Benjamin Grosof, co-founder of Coherent Knowledge Systems, is also involved with developing a standard ontology for the financial services industry (i.e., FIBO). In the course of working on FIBO, he is developing a demonstration of defeasible logic concerning Regulation W of the The Federal Reserve Act. Regulation W specifies which transactions involving banks and their affiliates are prohibited under Section 23A of the Act. In the course of doing this, there are various documents which are being captured within the Linguist™ platform. This is a brief note of how those documents can be imported into the platform for curation into formal semantics and logic (as Benjamin and Coherent are doing).

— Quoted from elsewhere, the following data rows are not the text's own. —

PR #997, opened 2019-08-21
refactor/client: make `Client::full_id` return `SafeKey`

### LINKED ISSUE #958: Replace `Data` in `mock::vault.rs` with `safe-nd::Data`
Once old mutable data has been phased out, we can remove the temporary `Data` struct in `mock::vault.rs`.

### LINKED ISSUE #994: Implement `compose_message` in the `Client` trait
The implementations of this function in `CoreClient`, `AuthClient`, and `AppClient` are essentially all the same. This can go into a shared implementation in the `Client` trait itself. The bls key should be obtained through the trait method `secret_bls_key`.

### LINKED ISSUE #995: Consider updating `Client::full_id`
https://github.com/maidsafe/safe_client_libs/blob/97baefd38965b7a0bc5cdb62f76611b9df8dd90b/safe_core/src/client/mod.rs#L101-L102
We have this `full_id()` function that returns an old, Routing definition of `FullId`. It'd be nice to see if we really use it anywhere, and if not, change this function to return a `SafeKey` instead.

m-cat:
Also implement `compose_message` as a trait method on `Client`

Fixes #995
Fixes #994
Fixes #958

### DIFF
--- a/safe_app/src/client.rs
+++ b/safe_app/src/client.rs
@@ -10,14 +10,13 @@
 use crate::errors::AppError;
 use crate::{AppContext, AppMsgTx};
 use lru_cache::LruCache;
-use routing::FullId;
 use rust_sodium::crypto::{box_, sign};
-use safe_core::client::{ClientInner, SafeKey, IMMUT_DATA_CACHE_SIZE}; //, REQUEST_TIMEOUT_SECS};
+use safe_core::client::{ClientInner, SafeKey, IMMUT_DATA_CACHE_SIZE};
 use safe_core::config_handler::Config;
 use safe_core::crypto::{shared_box, shared_secretbox, shared_sign};
 use safe_core::ipc::BootstrapConfig;
 use safe_core::{Client, ClientKeys, ConnectionManager, NetworkTx};
-use safe_nd::{AppFullId, Message, MessageId, PublicId, PublicKey, Request, Signature};
+use safe_nd::{AppFullId, PublicId, PublicKey};
 use std::cell::RefCell;
 use std::fmt;
 use std::rc::Rc;
@@ -47,9 +46,7 @@ impl AppClient {
 
         let mut connection_manager =
             ConnectionManager::new(Config::new().quic_p2p, &net_tx.clone())?;
-        block_on_all(connection_manager.bootstrap(SafeKey::app(
-            client_keys.clone().into_app_full_id(client_pk),
-        )))?;
+        block_on_all(connection_manager.bootstrap(client_keys.app_safe_key(client_pk)))?;
 
         // let (routing, routing_rx) = setup_routing(
         //     None,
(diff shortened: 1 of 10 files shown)


safe_core/src/client/account.rs
```diff
@@ -190,15 +189,6 @@ impl Default for ClientKeys {
     }
 }
 
-impl Into<FullId> for ClientKeys {
```
nbaksalyar: I would suggest replacing it with `Into<SafeKey>` instead of removing this conversion.

safe_app/src/client.rs
```diff
@@ -162,11 +161,6 @@ impl AppClient {
 impl Client for AppClient {
     type MsgType = AppContext;
 
-    fn full_id(&self) -> Option<FullId> {
-        let app_inner = self.app_inner.borrow();
-        Some(app_inner.keys.clone()).map(Into::into)
```
nbaksalyar: Then, this code can remain as it is now.
So if we would want to change how identities work in the future, we wouldn't need to change this function.

m-cat: I came up with a bit of a different solution, let me know what you think.

safe_core/src/client/account.rs
m-cat: Good point, I implemented `From` since that is preferred over `Into`, where possible.

safe_app/src/client.rs
```diff
@@ -184,6 +178,11 @@ impl Client for AppClient {
         self.inner.clone()
     }
 
+    fn keys(&self) -> ClientKeys {
```
nbaksalyar: Hmm. I'm not sure we would need to expose the entire set of keys here, especially in the case of `safe_app` which needs to have an owner's PK as a part of its Identity. Otherwise it'd be a bit inconvenient at the point of use: we'd need to do something like this:
```rust
SafeKey::app(AppFullId::with_keys(client.keys().into(), client.owner_key()))
```
instead of just
```rust
client.full_id()
```
I'd suggest leaving it at `full_id(&self) -> SafeKey` and explicitly export it as `SafeKey::app(..)` here.

safe_core/src/client/id.rs
```diff
@@ -21,27 +22,33 @@ pub enum SafeKey {
...
-            SafeKey::Client(client_full_id) => PublicId::Client(client_full_id.public_id().clone()),
+            Self::App(app_full_id) => PublicId::App(app_full_id.public_id().clone()),
+            Self::Client(client_full_id) => PublicId::Client(client_full_id.public_id().clone()),
         }
     }
 }
+
+impl From<ClientKeys> for SafeKey {
+    fn from(keys: ClientKeys) -> Self {
+        Self::client(keys.into())
```
nbaksalyar: This wouldn't be correct for the case of apps which should use the `SafeKey::app` identity.
So probably we should have two explicit functions here instead of relying on `From` / `Into` traits:
```rust
impl ClientKeys {
  fn into_client_safe_key(self) -> SafeKey {
    SafeKey::client(keys.into())
  }

  fn into_app_safe_key(self, owner_key: PublicKey) -> SafeKey {
    SafeKey::app(keys.into(), owner_key)
  }
}
```
Or something like this - pls see if we can do without these functions in this context.

PR #998, opened 2019-08-21
Use tempfile storage in tests

### LINKED ISSUE #996: Investigate why safe_app tests can run slow with on-disk mock vault storage
Sometimes the safe_app tests can run so slow they time out during the entire test suite run.

There are several possible causes for that, but it's worth starting with one of these:
1. The Vault locking logic is inefficient.
2. The storage itself gets overflowed and causes the slowdowns.

octol:
(Maybe) resolves #996

### DIFF
--- a/safe_core/Cargo.toml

There is a document from the Federal Reserve with an appendix reviewing Regulation W:
PDFs are challenging because they are images more than documents. There are lots of problems in getting text for natural language processing out of PDFs (as discussed in great detail in this article). Microsoft Word does not extract the text well at all. Google does a pretty nice job, but it breaks up the paragraphs into unrelated divisions. Every line on the screen becomes its own division in the resulting HTML. It renders fine on screen, but it’s not good for extracting paragraphs and sentences for knowledge acquisition. You can see for yourself by Googling for the above URL and looking at the cached HTML Google maintains. Here’s how it looks in the Linguist:
The next step is to click the XHTML button. This leads to a question about normalizing the document from the Google PDF structure. Answering yes results in the following:
At this point we’re good to go. You can use the XHTML Explorer to get rid of extraneous things, like removing headers and footers (e.g., Page X of Y). But the objective is to get sentences from the text reading for natural language processing. By clicking in a paragraph of text on the right and using a menu for the highlighted node on the left you can pop-up a dialog like this:
And so on to populate the knowledge base for curation.